**EXERCISE**
Set down a word-for-word copy of the data below, limited to the lines from the first through the line with "### LINKED ISSUE".

Saved data entries:
★ ★ ★ ★ ★

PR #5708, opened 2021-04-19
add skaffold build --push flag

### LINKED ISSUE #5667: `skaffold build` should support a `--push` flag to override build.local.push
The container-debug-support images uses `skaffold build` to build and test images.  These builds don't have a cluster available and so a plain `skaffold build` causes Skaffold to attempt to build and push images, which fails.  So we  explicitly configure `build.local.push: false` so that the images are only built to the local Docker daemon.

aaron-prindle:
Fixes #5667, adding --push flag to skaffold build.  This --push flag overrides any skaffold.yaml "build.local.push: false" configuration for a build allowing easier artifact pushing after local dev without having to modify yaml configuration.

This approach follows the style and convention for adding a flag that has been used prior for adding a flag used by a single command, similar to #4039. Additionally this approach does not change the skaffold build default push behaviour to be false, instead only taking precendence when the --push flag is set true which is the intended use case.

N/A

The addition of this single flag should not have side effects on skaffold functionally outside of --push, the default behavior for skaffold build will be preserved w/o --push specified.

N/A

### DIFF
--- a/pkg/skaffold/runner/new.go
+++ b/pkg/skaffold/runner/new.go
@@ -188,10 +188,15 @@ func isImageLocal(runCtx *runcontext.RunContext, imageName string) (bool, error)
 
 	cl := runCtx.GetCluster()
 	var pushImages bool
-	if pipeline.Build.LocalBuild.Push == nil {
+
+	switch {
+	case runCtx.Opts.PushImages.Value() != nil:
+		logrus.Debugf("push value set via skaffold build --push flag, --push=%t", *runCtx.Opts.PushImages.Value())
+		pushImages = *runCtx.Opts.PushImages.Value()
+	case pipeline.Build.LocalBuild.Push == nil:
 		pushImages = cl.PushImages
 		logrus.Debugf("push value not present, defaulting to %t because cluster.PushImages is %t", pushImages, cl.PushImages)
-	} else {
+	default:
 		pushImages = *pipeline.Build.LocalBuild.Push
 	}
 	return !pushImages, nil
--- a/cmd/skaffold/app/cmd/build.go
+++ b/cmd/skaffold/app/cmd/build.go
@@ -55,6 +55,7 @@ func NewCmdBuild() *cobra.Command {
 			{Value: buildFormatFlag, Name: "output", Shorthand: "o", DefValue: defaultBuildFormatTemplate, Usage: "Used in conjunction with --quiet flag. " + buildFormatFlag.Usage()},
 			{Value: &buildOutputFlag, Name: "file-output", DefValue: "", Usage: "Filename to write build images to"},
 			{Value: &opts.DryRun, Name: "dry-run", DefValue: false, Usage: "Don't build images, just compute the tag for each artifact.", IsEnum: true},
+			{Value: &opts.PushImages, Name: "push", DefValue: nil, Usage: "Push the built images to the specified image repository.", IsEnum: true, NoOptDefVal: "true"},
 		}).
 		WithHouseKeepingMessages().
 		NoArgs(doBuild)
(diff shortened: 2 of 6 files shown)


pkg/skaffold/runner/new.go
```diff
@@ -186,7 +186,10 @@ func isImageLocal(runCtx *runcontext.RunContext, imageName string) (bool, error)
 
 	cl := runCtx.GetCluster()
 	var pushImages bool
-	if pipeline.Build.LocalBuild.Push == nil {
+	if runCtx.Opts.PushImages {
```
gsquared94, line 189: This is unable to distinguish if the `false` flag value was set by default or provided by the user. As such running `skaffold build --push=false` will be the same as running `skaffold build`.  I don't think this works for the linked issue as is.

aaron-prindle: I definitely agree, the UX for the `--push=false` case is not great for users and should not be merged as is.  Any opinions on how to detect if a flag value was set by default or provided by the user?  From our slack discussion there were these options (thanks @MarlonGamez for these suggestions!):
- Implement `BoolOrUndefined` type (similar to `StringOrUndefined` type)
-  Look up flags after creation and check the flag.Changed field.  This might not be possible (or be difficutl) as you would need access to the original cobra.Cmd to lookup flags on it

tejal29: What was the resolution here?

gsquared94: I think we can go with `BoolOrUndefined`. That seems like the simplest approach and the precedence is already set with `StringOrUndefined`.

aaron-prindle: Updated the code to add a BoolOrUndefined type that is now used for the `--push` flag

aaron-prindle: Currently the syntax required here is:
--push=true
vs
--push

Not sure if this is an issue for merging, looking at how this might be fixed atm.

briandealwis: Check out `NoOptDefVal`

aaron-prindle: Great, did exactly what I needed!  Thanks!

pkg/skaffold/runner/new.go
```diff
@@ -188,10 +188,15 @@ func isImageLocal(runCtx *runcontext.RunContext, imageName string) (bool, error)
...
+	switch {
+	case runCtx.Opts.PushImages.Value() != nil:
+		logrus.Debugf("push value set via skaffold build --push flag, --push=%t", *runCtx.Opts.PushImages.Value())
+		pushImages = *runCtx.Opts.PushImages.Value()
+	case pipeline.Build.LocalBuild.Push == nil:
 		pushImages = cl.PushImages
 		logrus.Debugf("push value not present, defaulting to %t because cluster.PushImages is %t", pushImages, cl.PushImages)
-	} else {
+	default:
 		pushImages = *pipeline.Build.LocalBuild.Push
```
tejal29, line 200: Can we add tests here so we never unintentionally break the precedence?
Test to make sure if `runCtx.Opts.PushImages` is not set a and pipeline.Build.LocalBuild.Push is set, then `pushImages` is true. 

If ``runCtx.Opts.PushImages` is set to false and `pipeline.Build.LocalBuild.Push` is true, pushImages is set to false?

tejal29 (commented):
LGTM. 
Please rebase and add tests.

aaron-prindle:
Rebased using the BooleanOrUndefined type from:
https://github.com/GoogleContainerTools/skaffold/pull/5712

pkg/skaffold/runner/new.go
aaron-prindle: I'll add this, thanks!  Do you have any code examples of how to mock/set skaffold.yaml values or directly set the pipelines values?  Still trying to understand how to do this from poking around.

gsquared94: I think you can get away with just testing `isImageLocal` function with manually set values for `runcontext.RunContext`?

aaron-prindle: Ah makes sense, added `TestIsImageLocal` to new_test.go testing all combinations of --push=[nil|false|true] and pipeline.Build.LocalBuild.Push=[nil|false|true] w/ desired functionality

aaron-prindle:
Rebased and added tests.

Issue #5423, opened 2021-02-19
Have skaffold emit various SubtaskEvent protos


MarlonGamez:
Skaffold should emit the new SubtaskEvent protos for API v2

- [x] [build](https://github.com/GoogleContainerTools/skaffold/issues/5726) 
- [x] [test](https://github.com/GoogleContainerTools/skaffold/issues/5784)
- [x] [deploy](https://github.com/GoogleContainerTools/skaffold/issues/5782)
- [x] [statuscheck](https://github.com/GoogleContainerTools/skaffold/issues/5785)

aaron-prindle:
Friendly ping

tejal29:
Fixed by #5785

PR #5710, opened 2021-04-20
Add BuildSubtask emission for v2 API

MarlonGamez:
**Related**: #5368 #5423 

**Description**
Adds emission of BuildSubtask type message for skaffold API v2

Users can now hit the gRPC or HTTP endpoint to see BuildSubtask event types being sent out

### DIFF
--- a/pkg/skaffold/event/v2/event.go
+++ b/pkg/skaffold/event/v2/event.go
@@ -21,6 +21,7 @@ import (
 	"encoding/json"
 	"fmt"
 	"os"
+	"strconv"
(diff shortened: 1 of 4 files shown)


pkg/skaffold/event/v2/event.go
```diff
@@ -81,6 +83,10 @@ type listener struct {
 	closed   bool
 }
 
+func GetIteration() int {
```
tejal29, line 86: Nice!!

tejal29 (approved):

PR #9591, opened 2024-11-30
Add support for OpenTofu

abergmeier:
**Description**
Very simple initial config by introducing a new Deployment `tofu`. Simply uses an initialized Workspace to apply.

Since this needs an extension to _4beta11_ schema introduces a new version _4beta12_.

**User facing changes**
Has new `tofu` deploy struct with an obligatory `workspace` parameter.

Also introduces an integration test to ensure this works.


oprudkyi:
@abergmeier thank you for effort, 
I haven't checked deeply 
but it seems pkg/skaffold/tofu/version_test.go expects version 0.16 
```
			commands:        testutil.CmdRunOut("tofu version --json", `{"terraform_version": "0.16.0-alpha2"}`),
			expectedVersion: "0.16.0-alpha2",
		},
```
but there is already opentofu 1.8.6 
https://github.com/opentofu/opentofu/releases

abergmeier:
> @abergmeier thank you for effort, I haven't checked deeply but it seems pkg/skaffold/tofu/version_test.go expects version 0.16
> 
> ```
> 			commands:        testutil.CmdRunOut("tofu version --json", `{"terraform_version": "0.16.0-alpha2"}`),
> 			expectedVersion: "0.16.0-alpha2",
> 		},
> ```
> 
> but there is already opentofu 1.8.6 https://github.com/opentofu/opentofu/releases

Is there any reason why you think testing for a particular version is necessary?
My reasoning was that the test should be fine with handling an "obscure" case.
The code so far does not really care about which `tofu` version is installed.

★ ★ ★ ★ ★

**SOLUTION**
PR #5708, opened 2021-04-19
add skaffold build --push flag

### LINKED ISSUE #5667: `skaffold build` should support a `--push` flag to override build.local.push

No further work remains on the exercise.